#### [STORED DATA]
::::
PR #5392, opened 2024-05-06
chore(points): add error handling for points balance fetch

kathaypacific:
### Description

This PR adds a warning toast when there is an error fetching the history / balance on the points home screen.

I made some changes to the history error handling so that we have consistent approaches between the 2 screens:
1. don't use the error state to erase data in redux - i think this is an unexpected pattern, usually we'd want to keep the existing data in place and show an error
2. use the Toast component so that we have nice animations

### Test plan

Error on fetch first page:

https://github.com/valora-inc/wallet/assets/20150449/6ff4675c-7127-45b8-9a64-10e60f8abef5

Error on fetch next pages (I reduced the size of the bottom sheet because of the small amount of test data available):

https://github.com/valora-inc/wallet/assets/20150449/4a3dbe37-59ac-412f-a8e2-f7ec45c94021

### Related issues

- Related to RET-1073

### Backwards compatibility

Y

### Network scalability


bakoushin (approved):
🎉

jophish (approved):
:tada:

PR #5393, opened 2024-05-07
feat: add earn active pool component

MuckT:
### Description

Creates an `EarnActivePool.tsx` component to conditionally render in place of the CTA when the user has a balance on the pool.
::::
#### [WHAT YOU WILL DO]
What you return must match the entries exactly, word for word.

#### [OUTPUT FOR THIS EXERCISE]
PR #5392, opened 2024-05-06
chore(points): add error handling for points balance fetch

kathaypacific:
### Description

This PR adds a warning toast when there is an error fetching the history / balance on the points home screen.

I made some changes to the history error handling so that we have consistent approaches between the 2 screens:
1. don't use the error state to erase data in redux - i think this is an unexpected pattern, usually we'd want to keep the existing data in place and show an error
2. use the Toast component so that we have nice animations

### Test plan

Error on fetch first page:

https://github.com/valora-inc/wallet/assets/20150449/6ff4675c-7127-45b8-9a64-10e60f8abef5

Error on fetch next pages (I reduced the size of the bottom sheet because of the small amount of test data available):

https://github.com/valora-inc/wallet/assets/20150449/4a3dbe37-59ac-412f-a8e2-f7ec45c94021

### Related issues

- Related to RET-1073

### Backwards compatibility

Y

### Network scalability


bakoushin (approved):
🎉

jophish (approved):
:tada:

PR #5393, opened 2024-05-07
feat: add earn active pool component

MuckT:
### Description

Creates an `EarnActivePool.tsx` component to conditionally render in place of the CTA when the user has a balance on the pool.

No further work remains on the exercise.